**Work to complete:** The entries are to be duplicated exactly, with nothing left out.

··· Data for review

PR #423, opened 2024-10-02
Always prompt for optional features

reibengu:
Started a new project using Laravel Bootcamp and ran `php artisan breeze:install react` as instructed.

Noticed the installer doesn't prompt for optional features like TypeScript support or Dark mode when stack is set.
It led to confusion and forced me to recreate the project to include these features.

Changed logic to always prompt for optional features and select as default the arguments passed directly like  `php artisan breeze:install react --typescript`.

It might require an extra argument `--no-interaction` for cases when this is run from another script, similar to what composer uses (that can also be a global trait of commands).

### DIFF
--- a/src/Console/InstallCommand.php
+++ b/src/Console/InstallCommand.php
@@ -51,6 +51,8 @@ class InstallCommand extends Command implements PromptsForMissingInput
      */
     public function handle()
     {
+        $this->promptForOptionalFeatures();
+
         if ($this->argument('stack') === 'vue') {
             return $this->installInertiaVueStack();
         } elseif ($this->argument('stack') === 'react') {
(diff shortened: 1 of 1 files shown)


reibengu:
I can add `--no-interaction` to make the tests pass in case you approve the idea.

crynobone:
This break the current expected behaviour with PromptsForMissingArgument contract. You should provide `breeze:install` instead of providing any argument.

reibengu:
> This break the current expected behaviour with PromptsForMissingArgument contract. You should provide `breeze:install` instead of providing any argument.

It's not related to `PromptsForMissingInput` at all, it's related to how the CLI is designed and if it should always ask for the optional arguments or not.

taylorotwell:
We actually don't document passing arguments to this command.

······

**Response to this exercise:**
PR #423, opened 2024-10-02
Always prompt for optional features

reibengu:
Started a new project using Laravel Bootcamp and ran `php artisan breeze:install react` as instructed.

Noticed the installer doesn't prompt for optional features like TypeScript support or Dark mode when stack is set.
It led to confusion and forced me to recreate the project to include these features.

Changed logic to always prompt for optional features and select as default the arguments passed directly like  `php artisan breeze:install react --typescript`.

It might require an extra argument `--no-interaction` for cases when this is run from another script, similar to what composer uses (that can also be a global trait of commands).

### DIFF
--- a/src/Console/InstallCommand.php
+++ b/src/Console/InstallCommand.php
@@ -51,6 +51,8 @@ class InstallCommand extends Command implements PromptsForMissingInput
      */
     public function handle()
     {
+        $this->promptForOptionalFeatures();
+
         if ($this->argument('stack') === 'vue') {
             return $this->installInertiaVueStack();
         } elseif ($this->argument('stack') === 'react') {
(diff shortened: 1 of 1 files shown)


reibengu:
I can add `--no-interaction` to make the tests pass in case you approve the idea.

crynobone:
This break the current expected behaviour with PromptsForMissingArgument contract. You should provide `breeze:install` instead of providing any argument.

reibengu:
> This break the current expected behaviour with PromptsForMissingArgument contract. You should provide `breeze:install` instead of providing any argument.

It's not related to `PromptsForMissingInput` at all, it's related to how the CLI is designed and if it should always ask for the optional arguments or not.

taylorotwell:
We actually don't document passing arguments to this command.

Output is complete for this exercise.